Zum 25. Jubiläum des Vereins Neue Musik in Bamberg e.V. plant Elsner ein Projekt mit Musik im öffentlichen Raum mit Uraufführungen und unter Mitwirkung Bamberger sowie Münchner Musiker, um die Verbindung der Tage der Neuen Musik zur Stadt zu stärken. Den Leitgedanken der Begegnung soll indes eine gesellige Soiree mit Werken von Rodion Shchedrin, Dan Dediu  und Jörn Arnecke verdeutlichen.
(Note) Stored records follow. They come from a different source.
PR #1435, opened 2024-10-15
Add support for genezio local -> python

cristim67:
## Type of change

-   [x] 🍕 New feature
-   [ ] 🐛 Bug Fix
-   [ ] 🔥 Breaking change
-   [ ] 🧑‍💻 Improvement

## Description

Add support for genezio local for FAAS Python.

## Checklist

-   [ ] I have added tests;

### DIFF
--- a/src/bundlers/utils.ts
+++ b/src/bundlers/utils.ts
@@ -87,3 +87,80 @@ export async function bundle(
     debugLogger.debug(`The bundling process finished successfully for file ${element.path}.`);
     return output;
 }
+
+export function getLocalFunctionWrapperCode(handler: string, entry: string, language: string) {
+    switch (language) {
+        case "js":
+        case "ts":
+            return `import { ${handler} as userHandler } from "./${entry}";
+
+import http from "http";
+
+const port = process.argv[2];
+
+const server = http.createServer((req, res) => {
+  if (req.method === 'POST') {
+    let body = '';
+    req.on('data', chunk => {
+      body += chunk.toString();
+    });
+    req.on('end', () => {
+      res.writeHead(200, {'Content-Type': 'text/plain'});
+      const jsonParsedBody = JSON.parse(body);
+
+      userHandler(jsonParsedBody).then((response) => {
+        res.end(JSON.stringify(response));
+    })
+    });
+  } else {
+    res.writeHead(404, {'Content-Type': 'text/plain'});
+    res.end('404 Not Found');
+  }
+});
+
+server.listen(port, () => {
+});
+`;
+        case "python":
+            return `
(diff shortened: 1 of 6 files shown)


src/bundlers/utils.ts
```diff
@@ -87,3 +87,80 @@ export async function bundle(
     debugLogger.debug(`The bundling process finished successfully for file ${element.path}.`);
     return output;
 }
+
+export function getLocalFunctionWrapperCode(handler: string, entry: string, language: string) {
```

Einen wichtigen Bestandteil wird künftig ein anspruchsvolles Kinder- und Jugendprogramm bilden. Die Unvoreingenommenheit des jungen Publikums will Elsner damit zur Stütze des Festivals machen. Ein Workshop für freie Improvisation (Dozentin: Birgit Saßmannshaus) ab 9 Jahren, für Neue Kammermusik ab 15 Jahren mit fortgeschrittenen Instrumentalisten und das Kinderkonzert „Sternenbilder“ mit Musik von Wilfried Hiller haben bereits ihren Platz im Programm, das im Januar komplett präsentiert wird.